The new law requires that the COBRA notice provided to an employee following the termination of employment include additional notification about the availability of the premium subsidy, a description of the option to enroll in different coverage if so permitted by the employer, and certain other information. The Department of Labor is to provide the model language for the required additional notification no later than 30 days after the date of enactment.

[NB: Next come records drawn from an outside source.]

Issue #2975, opened 2023-04-04
Add webhook to global default policy action


yanivagman:
Currently only log action is supported in policies.
Add support for webhook as well.

PR #3126, opened 2023-05-21
Add policy printer

josedonizetti:

Adds a printer for policy actions. The printer creates a map where a policy event can point to a specific printer, if it was overriding on the policy declaration, or if not, uses the default action. 

Fix https://github.com/aquasecurity/tracee/issues/2975

### 2. Explain how to test it

```
name: dig
scope:
  - global
defaultAction: log
rules:
  - event: ptrace
    action: webhook:http://localhost:8080
    action: webhook:http://localhost:8081
```

### DIFF
--- a/docs/docs/policies/actions.md
+++ b/docs/docs/policies/actions.md
@@ -1,13 +1,47 @@
 # Actions
 
-Actions are taken when there is an event match. Currently the only action supported is `log`. 
+## DefaultAction
+Every policy must have a `defaultAction`. Actions are taken when there is match on some rule declared at the policy. 
+The following actions are currently supported:
+
+- `log` - output events in json format. The default path to file is stdout.
+- `forward:http://url/fluent` - send events in json format using the Forward protocol to a Fluent receiver
+- `webhook:http://url/webhook` - send events in json format to the webhook url
+
+## Examples
+
+### Log action
 
 ```yaml
-name: overview policy
-description: sample overview policy
+name: log_sample_policy
+description: log sample policy
 scope:
   - global
 defaultAction: log
+rules:
+  - event: dropped_executable
+```
+
+### Webhook action
+
+```yaml
+name: webhook_sample_policy
+description: webhook_sample_policy
+scope:
+  - global
+defaultAction: webhook:http://localhost:8080
+rules:
+  - event: dropped_executable
+```
+
+### Fluentd action
+
+```yaml
+name: webhook_sample_policy
+description: webhook_sample_policy
+scope:
+  - global
+defaultAction: forward:tcp://localhost:24224
 rules:
   - event: dropped_executable
 ```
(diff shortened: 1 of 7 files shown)


josedonizetti:
The PR is working, and good for this release. But I'm starting to wonder it should have been different because right now a policy can either have one default action, or the user can override the action on an event with one action. The per-event declaration should actually allow for multiple actions, because if the user wants to do multiple things? 

For example, he wants to send an event to the webhook, but he also wants to log it?

I think we can ship it as is and change the behaviour on a next release, but I'm okay with holding if you don't agree.

geyslan (approved):
Overall, LGTM.

geyslan:
> For example, he wants to send an event to the webhook, but he also wants to log it?
> 
> I think we can ship it as is and change the behaviour on a next release...

Yep, I agree with that.

docs/docs/policies/actions.md
```diff
@@ -1,13 +1,47 @@
 # Actions
 
-Actions are taken when there is an event match. Currently the only action supported is `log`. 
+## DefaultAction
+Every policy must have a `defaultAction`, actions are taken when there is match on some rule declared at the policy.
```
geyslan, line 4:
```suggestion
Every policy must have a `defaultAction`. Actions are taken when there is match on some rule declared at the policy. 
```

docs/docs/policies/actions.md
```diff
@@ -1,13 +1,47 @@
...
+
+```yaml
+name: webhook_sample_policy
+description: webhook_sample_policy
+scope:
+  - global
+defaultAction: forward:tcp://localhost:24224
+rules:
+  - event: dropped_executable
+```
```
geyslan, line 47: Should these also be `examples/` files?

geyslan (changes requested):
If you take the effort of creating the example files, I wonder if it's a good idea to place all policies under ./examples/policies and global config under ./examples/config. WDYT?

docs/docs/policies/actions.md
josedonizetti: don't think so, in the example we use logs because the user can apply at will and see the result, for webhook/fluentd the user needs to do other steps, so only docs is enough.

josedonizetti:
> If you take the effort of creating the example files, I wonder if it's a good idea to place all policies under ./examples/policies and global config under ./examples/config. WDYT?

Yup, makes sense to split policies examples from config examples, but in another PR

geyslan (approved):
LGTM

docs/docs/policies/actions.md
```diff
@@ -1,13 +1,47 @@
...
+defaultAction: webhook:http://localhost:8080
+rules:
+  - event: dropped_executable
+```
+
+### Fluentd action
+
+```yaml
+name: webhook_sample_policy
+description: webhook_sample_policy
```
yanivagman, line 41: should probably be renamed to fluentd/forward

Special 60-Day Election Period

The Act provides a special 60-day election period for COBRA continuation coverage for an assistance eligible individual who had not elected COBRA continuation coverage as of February 17, 2009 (e.g., an assistance eligible individual who terminated after September 1, 2008, but before February 17, 2009 and who had not elected COBRA continuation coverage, or elected the coverage, but was no longer enrolled on the date of enactment due to an inability to continue paying the premiums). The 60-day election period begins on the date that the notice is provided. The special election period does not extend the period of COBRA continuation coverage beyond the original maximum period required under the law and the coverage under COBRA is not retroactive prior to the enactment date. Within 60 days of enactment, the plan administrator must provide the additional notification to any assistance eligible individual who had elected COBRA coverage as of the date of enactment, and to any individual eligible to take advantage of the extended election period.

Immediate Action Required

Employers and plan administrators will need to take immediate action. Plans documents, summary plan descriptions and COBRA notices must be amended or revised. New notices need to be drafted explaining the rights under the new law to assistance eligible individuals. Further, employers and plan administrators must try to contact individuals who were involuntarily terminated on or after September 1, 2008, to advise them of their new COBRA rights. Employers should contact their medical plan provider or third party administrator to determine who will be responsible for complying with these new rules, providing the new notices, contacting former employees, and amending plan documents.

Any tax advice in this communication is not intended or written by KBL, LLP to be used, and cannot be used, by a client or any other person or entity for the purpose of (i) avoiding penalties that may be imposed on any taxpayer, or (ii) promoting, marketing, or recommending to another party any matters addressed herein. With this alert, KBL, LLP is not rendering any specific advice to the reader.